Would you transcribe the data word for word?
————
PR #1073, opened 2025-01-14
new(tests): add EOF CALLF stack overflow validation tests

chfast:
## 🗒️ Description

Add new EOF / EIP-4750 CALLF tests that exercise the validator around stack height / overflow.

## ✅ Checklist


tests/osaka/eip7692_eof_v1/eip4750_functions/test_code_validation.py
```diff
@@ -343,3 +347,68 @@ def test_unreachable_code_sections(
...
+
+
+@pytest.mark.parametrize("callee_outputs", [1, 2, MAX_CODE_OUTPUTS])
+def test_callf_stack_height_limit_exceeded(eof_test, callee_outputs):
+    """Test for invalid EOF code containing CALLF instruction exceeding the stack height limit."""
+    callf_stack_height = 1024 - callee_outputs
+    container = Container(
+        sections=[
+            Section.Code(
+                Op.PUSH0 * callf_stack_height + Op.CALLF[1] + Op.POP + Op.STOP,
```
pdobacz, line 359: Op.POP actually needed or leftover?

tests/osaka/eip7692_eof_v1/eip4750_functions/test_code_validation.py
```diff
@@ -343,3 +347,68 @@ def test_unreachable_code_sections(
...
+        ],
+    )
+    eof_test(data=container, expect_exception=EOFException.STACK_OVERFLOW)
+
+
+@pytest.mark.parametrize("callee_stack_height", [2, 3, MAX_OPERAND_STACK_HEIGHT])
+def test_callf_stack_overflow_by_height(eof_test, callee_stack_height):
+    """
+    Test for invalid EOF code containing CALLF instruction exceeding the runtime stack height limit
+    by calling a function with non-zero max stack height.
```
pdobacz, line 399: "non-zero" is inaccurate, because 1 would work. so maybe elaborate why 1 would work, ideally by including it in the params.

tests/osaka/eip7692_eof_v1/eip4750_functions/test_code_validation.py
```diff
@@ -343,3 +347,68 @@ def test_unreachable_code_sections(
...
+    eof_test(data=container, expect_exception=EOFException.MAX_STACK_HEIGHT_ABOVE_LIMIT)
+
+
+@pytest.mark.parametrize("callee_outputs", [1, 2, MAX_CODE_OUTPUTS])
+def test_callf_stack_overflow_by_outputs(eof_test, callee_outputs):
+    """
+    Test for invalid EOF code containing CALLF instruction exceeding the runtime stack height limit
+    by calling a function with non-zero outputs.
+    """
+    callf_stack_height = 1025 - callee_outputs
```
pdobacz, line 378: It would help to expand that 1025 is runtime max stack limit of 1024 (not to confuse with `MAX_OPERAND_STACK_HEIGHT`, which is 1 less) plus one.

tests/osaka/eip7692_eof_v1/eip4750_functions/test_code_validation.py
```diff
@@ -343,3 +347,68 @@ def test_unreachable_code_sections(
...
+    container = Container(
+        sections=[
+            Section.Code(
+                Op.PUSH0 * callf_stack_height + Op.CALLF[1] + Op.STOP,
+                max_stack_height=MAX_OPERAND_STACK_HEIGHT,  # this value is invalid
```
pdobacz, line 383: re the comment - it is invalid but that is not what invalidates the code here, correct? maybe expand on this in the comment, this confused me for a second here. Like so "this value doesn't match the code, but should be irrelevant to the behavior being tested".

Expanding on this, maybe it's actually worth to parametrize this value with some values like 0, 1, 2, MAX-1, MAX, expecting them all to fail the same way?

pdobacz (commented):
LGTM, left some ideas to discuss

tests/osaka/eip7692_eof_v1/eip4750_functions/test_code_validation.py
chfast: Sadly there is no constant for the runtime stack height limit (1024).

tests/osaka/eip7692_eof_v1/eip4750_functions/test_code_validation.py
chfast: correct. I don't fully understand how `max_stack_height` in pytest work. I can put value `1024` and the test will work but I cannot put `1025`...

marioevz: I think that, with `max_stack_height=1025`, the error that is returned by a correct client could be either `EOFException.STACK_OVERFLOW` or `EOFException.MAX_STACK_HEIGHT_ABOVE_LIMIT` depending on which check is performed first on this first section.

I agree that it might be worth it to at least also try `max_stack_height=callf_stack_height`, which will be 1025, with an expected exception of `EOFException.STACK_OVERFLOW | EOFException.MAX_STACK_HEIGHT_ABOVE_LIMIT`, just for the off chance that a faulty client's fault is being obscured by this other check (I.e. rejecting this EOF bytecode because it really did not match the max stack height expected even though it exceeds the limit).

chfast: I think in this case we should also put the invalid but within the range value: `max_stack_height=1025`. We want the error come from the code section validation, not from just inspecting the header.

tests/osaka/eip7692_eof_v1/eip4750_functions/test_code_validation.py
chfast: I removed the POP.

tests/osaka/eip7692_eof_v1/eip4750_functions/test_code_validation.py
chfast: Added constant.

tests/osaka/eip7692_eof_v1/eip4750_functions/test_code_validation.py
chfast: Parametrized `max_stack_height` in the type section for some values. All are invalid if you compare with the value computed (1025).

tests/osaka/eip7692_eof_v1/eip4750_functions/test_code_validation.py
chfast: Explained.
————
• _Response to this exercise_:
PR #1073, opened 2025-01-14
new(tests): add EOF CALLF stack overflow validation tests

chfast:
## 🗒️ Description

Add new EOF / EIP-4750 CALLF tests that exercise the validator around stack height / overflow.

## ✅ Checklist


tests/osaka/eip7692_eof_v1/eip4750_functions/test_code_validation.py
```diff
@@ -343,3 +347,68 @@ def test_unreachable_code_sections(
...
+
+
+@pytest.mark.parametrize("callee_outputs", [1, 2, MAX_CODE_OUTPUTS])
+def test_callf_stack_height_limit_exceeded(eof_test, callee_outputs):
+    """Test for invalid EOF code containing CALLF instruction exceeding the stack height limit."""
+    callf_stack_height = 1024 - callee_outputs
+    container = Container(
+        sections=[
+            Section.Code(
+                Op.PUSH0 * callf_stack_height + Op.CALLF[1] + Op.POP + Op.STOP,
```
pdobacz, line 359: Op.POP actually needed or leftover?

tests/osaka/eip7692_eof_v1/eip4750_functions/test_code_validation.py
```diff
@@ -343,3 +347,68 @@ def test_unreachable_code_sections(
...
+        ],
+    )
+    eof_test(data=container, expect_exception=EOFException.STACK_OVERFLOW)
+
+
+@pytest.mark.parametrize("callee_stack_height", [2, 3, MAX_OPERAND_STACK_HEIGHT])
+def test_callf_stack_overflow_by_height(eof_test, callee_stack_height):
+    """
+    Test for invalid EOF code containing CALLF instruction exceeding the runtime stack height limit
+    by calling a function with non-zero max stack height.
```
pdobacz, line 399: "non-zero" is inaccurate, because 1 would work. so maybe elaborate why 1 would work, ideally by including it in the params.

tests/osaka/eip7692_eof_v1/eip4750_functions/test_code_validation.py
```diff
@@ -343,3 +347,68 @@ def test_unreachable_code_sections(
...
+    eof_test(data=container, expect_exception=EOFException.MAX_STACK_HEIGHT_ABOVE_LIMIT)
+
+
+@pytest.mark.parametrize("callee_outputs", [1, 2, MAX_CODE_OUTPUTS])
+def test_callf_stack_overflow_by_outputs(eof_test, callee_outputs):
+    """
+    Test for invalid EOF code containing CALLF instruction exceeding the runtime stack height limit
+    by calling a function with non-zero outputs.
+    """
+    callf_stack_height = 1025 - callee_outputs
```
pdobacz, line 378: It would help to expand that 1025 is runtime max stack limit of 1024 (not to confuse with `MAX_OPERAND_STACK_HEIGHT`, which is 1 less) plus one.

tests/osaka/eip7692_eof_v1/eip4750_functions/test_code_validation.py
```diff
@@ -343,3 +347,68 @@ def test_unreachable_code_sections(
...
+    container = Container(
+        sections=[
+            Section.Code(
+                Op.PUSH0 * callf_stack_height + Op.CALLF[1] + Op.STOP,
+                max_stack_height=MAX_OPERAND_STACK_HEIGHT,  # this value is invalid
```
pdobacz, line 383: re the comment - it is invalid but that is not what invalidates the code here, correct? maybe expand on this in the comment, this confused me for a second here. Like so "this value doesn't match the code, but should be irrelevant to the behavior being tested".

Expanding on this, maybe it's actually worth to parametrize this value with some values like 0, 1, 2, MAX-1, MAX, expecting them all to fail the same way?

pdobacz (commented):
LGTM, left some ideas to discuss

tests/osaka/eip7692_eof_v1/eip4750_functions/test_code_validation.py
chfast: Sadly there is no constant for the runtime stack height limit (1024).

tests/osaka/eip7692_eof_v1/eip4750_functions/test_code_validation.py
chfast: correct. I don't fully understand how `max_stack_height` in pytest work. I can put value `1024` and the test will work but I cannot put `1025`...

marioevz: I think that, with `max_stack_height=1025`, the error that is returned by a correct client could be either `EOFException.STACK_OVERFLOW` or `EOFException.MAX_STACK_HEIGHT_ABOVE_LIMIT` depending on which check is performed first on this first section.

I agree that it might be worth it to at least also try `max_stack_height=callf_stack_height`, which will be 1025, with an expected exception of `EOFException.STACK_OVERFLOW | EOFException.MAX_STACK_HEIGHT_ABOVE_LIMIT`, just for the off chance that a faulty client's fault is being obscured by this other check (I.e. rejecting this EOF bytecode because it really did not match the max stack height expected even though it exceeds the limit).

chfast: I think in this case we should also put the invalid but within the range value: `max_stack_height=1025`. We want the error come from the code section validation, not from just inspecting the header.

tests/osaka/eip7692_eof_v1/eip4750_functions/test_code_validation.py
chfast: I removed the POP.

tests/osaka/eip7692_eof_v1/eip4750_functions/test_code_validation.py
chfast: Added constant.

tests/osaka/eip7692_eof_v1/eip4750_functions/test_code_validation.py
chfast: Parametrized `max_stack_height` in the type section for some values. All are invalid if you compare with the value computed (1025).

tests/osaka/eip7692_eof_v1/eip4750_functions/test_code_validation.py
chfast: Explained.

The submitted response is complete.